De ahí nacerían encuentros de escritores que se volvieron legendarios, colección de anécdotas que mantienen su fulgor por el humor norteño que destilan. Pero Hermosillo también me dio la oportunidad de conocer otra cultura amasada desde lo indígena, preparada para lidiar con el futuro desde sus raíces. La conocí en estudiantes como Miriam Navarro, que me sirvió de guía por el laberinto de la capital de Sonora, y en autores como Alejandro Zéleny, Miguel Manríquez y Lauro Paz. Miradas nativas que escrutaban los mitos propios y el porvenir que nos esperaba en otros mundos, que estudiaban su propio entorno desde perspectivas novedosas.
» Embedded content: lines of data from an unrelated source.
PR #360, opened 2021-07-06
feat: add learning rate scheduler in TF training scripts

charlesmindee:
This PR adds a CosineDecay lr scheduler in both tensorflow training scripts.
Any feedback is welcome!


fg-mindee (approved):
Nice, thanks for this improvement!

PR #361, opened 2021-07-06
fix: Fixed recognition model PyTorch versions and added GPU compatibility

fg-mindee:
- fixed MASTER input_shape (causes failure for predictor)
- fixed multiple buffer registration (otherwise changing device doesn't propagate to this tensor)
- fixed LSTM dimensioning in CRNN (needed to be dynamic with backbone output shape)
- added `crnn_resnet31` which was missing from PyTorch support
- removed `include_top` constructor argument from backbones
- fixed compatibility with GPU input
- re-enabled GPU for unittests (when CUDA available)
- added missing tests for recognition zoo

Any feedback is welcome!


charlesmindee (approved):
Thanks!

PR #366, opened 2021-07-07
feat: add crop functional transformation

charlesmindee:
This PR adds a `crop_detection` function in both tf & pt `transforms.functional`. This function crops a tf or pt image according a given crop_box, and crops as well the given array of bboxes (relative or absolutes).
Any feedback is welcome!


fg-mindee (approved):
Thanks a lot!

Issue #263, opened 2021-05-17
[references] Add FP16 support for training


fg-mindee:
The reference training script should have an option to switch from a FP32 training to a FP16 training.
It would raise a question: how to harmonize model loading from both FP?

A few suggestions:
- simply cast the FP16 checkpoint to FP32 before hashing + uploading
- for a given model, each checkpoint is marked with its FP. The user may choose how the model needs to be instantiated: by default the output FP is FP32, but this can be changed by the user. Depending on the checkpoint FP, it will be cast to its counterpart FP for loading.

The second option would be cleaner and avoid unnecessary large checkpoints when they can be kept in FP16

Here is a proposition:
- [x] add support of FP16 to `doctr.datasets` (#367)
- [x] add support of FP16 to `doctr.models` (#382)
- [x] add support of FP16 to `doctr.transforms` (#388)
- [x] add support of FP16 to `references` with PyTorch (#604)
- [ ] add support of FP16 to `references` with TensorFlow

fg-mindee:
Quick update: this design was good on paper but ML frameworks actually uses AMP instead of full fp16. And other data types yield issues with post processing (cv2 doesn't like things that are not in fp32 among others)

[ ] - Adding AMP support to PyTorch trainings (#604)
[ ] - Adding AMP support to TensorFlow trainings

fg-mindee:
Moving this to a later release for TensorFlow support of AMP

PR #367, opened 2021-07-07
feat: Added FP16 support to doctr.datasets

fg-mindee:
Following up on #263, this PR introduces the following modifications:
- switched default image dtype of TF datasets to FP32 (before it was `tf.uint8`)
- added FP16 mode on all datasets
- updated references script to reflect changes (no need to perform 255 division manually anymore)

Please note that there is a breaking change here, the default image dtype of datasets in TF has been switched from `tf.uint8` (between 0 and 255) to `tf.float32` (between 0 and 1).

Any feedback is welcome!


charlesmindee (approved):
Thanks!

PR #368, opened 2021-07-07
fix: Removed PDF forced square resize from demo & analysis script

fg-mindee:
This PR removes the resizing step of PDF image rendering to square images. The reason behind that is that while it's indeed optimized if the predictor target size is that specific size if there are multiple preprocessors inside, it yields double interpolation.

Any feedback is welcome!


charlesmindee (approved):
Thanks!

PR #370, opened 2021-07-07
fix: Fixed preprocessor support to torch.uint8, tf.uint8 and np.float32

fg-mindee:
- added a much more comprehensive strategy for input preprocessing that now correctly processes tensors in `uint8` or numpy in `float32`
- also added multithreading for sample processing 

Any feedback is welcome!


charlesmindee (dismissed):
Thanks

charlesmindee (approved):
Thanks for that!

Issue #1970, opened 2025-06-24
Potential bug in estimate_orientation function


Razlaw:
### Bug description

Hey :)
I might have found a small bug in [line 66 of the estimate_orientation](https://github.com/mindee/doctr/blob/d1974d9b5c53d4700e8ecaf0bbf1aa4f49d8728d/doctr/models/_utils.py#L66) function.

```
    page_orientation, orientation_confidence = general_page_orientation or (None, 0.0)
    if page_orientation and orientation_confidence >= min_confidence:
        ...
```

The page_orientation is estimated by the model and can be 0, 90, 180 or 270.
If it's 0, then the if statement interprets it as False and executes the else block.
I guess we rather want to check if it `is not None`, right?
Executing the else block leads to a dilation of the segmentation map, that is used for the fine grained orientation estimation.
Dilation leads to a merge of segmented lines.
For tabular data with small fonts this leads to a merge of the rows.
Those merged blobs are misinterpreted as lines which results in rotation estimates of 90 or -90 degrees.

Two images are probably better than a thousand words ;)

**Without dilation:**
![Image](https://github.com/user-attachments/assets/2ff7921e-c820-4ab3-98d4-1d9154b52853)

**With dilation:**
![Image](https://github.com/user-attachments/assets/348217f3-f662-4901-a8ae-bbd5143830d5)

### Code snippet to reproduce the bug

-

### Error traceback

-

### Environment

-

### Deep Learning backend

-

felixdittrich92:
Hi @Razlaw 👋,

Yeah totally right the else logic should only run if the page orientation isn't given or it's lower than the min_confidence 👍

Razlaw:
Yep, done :)

PR #1971, opened 2025-06-25
[Fix] Correct condition for image dilation in orientation estimation

Razlaw:
#1970


Razlaw:
> @Razlaw I think at line 103 same case :)

Nice catch :+1: I added that.

PR #2059, opened 2026-05-06
[Feat] Add Layout model LW-DETR

felixdittrich92:
This PR:

- Add LW-DETR layout detection model
- Add corresponding tests

PR #2063, opened 2026-05-07
[Feat] Add Vit-Det as LW-DETR encoder

felixdittrich92:
This PR:

- Add Vit-Det as classification model (encoder for LW-DETR)
- Add corresponding tests
- Add docs entry
- Add preps for layout models (onnx export / device and dtype set)
- Add ChannelLayerNorm which will be required by LW-DETR


felixdittrich92:
Related to #2059

PR #2076, opened 2026-06-17
Do not use root logger

lachesis:
Calling logging.info() at module level with no logger configured triggers logging.basicConfig() automatically (Python's "last resort" behavior) — which creates a StreamHandler on root with WARNING level.

This poisons logging config for anything downstream of this.

Instead, create a logger scoped to doctr package.

Example repro script:

```python
#!/usr/bin/env python
from doctr.io import Document

import logging
logging.basicConfig(level=logging.INFO)

logging.info("I do not see this")
logging.warning("I still see this")
```

Output:

```text
WARNING:root:I still see this
```

Expected:

```text
INFO:root:I do not see this
WARNING:root:I still see this
```

### DIFF
--- a/doctr/file_utils.py
+++ b/doctr/file_utils.py
@@ -22,7 +22,7 @@ def requires_package(name: str, extra_message: str | None = None) -> None:  # pr
     """
     try:
         _pkg_version = importlib.metadata.version(name)
-        logging.info(f"{name} version {_pkg_version} available.")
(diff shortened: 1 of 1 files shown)


lachesis:
Oh I see this anti-pattern is pretty common in doctr. It should really be fixed in all of the affected files. Maybe I'll open a more comprehensive PR later.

Ya en el siglo XXI, con escritores cosmopolitas que no pierden sus lazos naturales con su cultura regional, como María Antonieta Mendívil, Alejandra Olay, Carlos Sánchez, Iván Figueroa o Ignacio Mondaca, pude ver un crecimiento literario de primer nivel. Por eso Hermosillo me sigue pareciendo una ciudad compleja, una metrópoli por descubrir. Como una lámpara de Aladino con su genio irascible esperando escapar hacia otras regiones de la imaginación, hacia los confines de la experiencia humana.

Pero debo decir que Hermosillo también tiene lazos perdurables con Baja California y, especialmente, con Mexicali. Ambas ciudades comparten un clima caluroso, una geografía llena de polvaredas, de vidas nómadas, de planicies desérticas que se pierden en la distancia. Comparten, además, el vínculo notable de la poesía de los hermanos Facundo y Francisco Bernal, que tantos versos dieron a ambas urbes. En lo personal, sin embargo, el gran legado de Hermosillo no es otro que su cocina y, específicamente, su panadería: esas coyotas y esos coricos que son leyendas de la cocina mexicana y, si a esas vamos, esas tortillas de harina que parecen galaxias en expansión, universos tan sabrosos como indomables.

* El autor es escritor y miembro de la Academia Mexicana de la Lengua.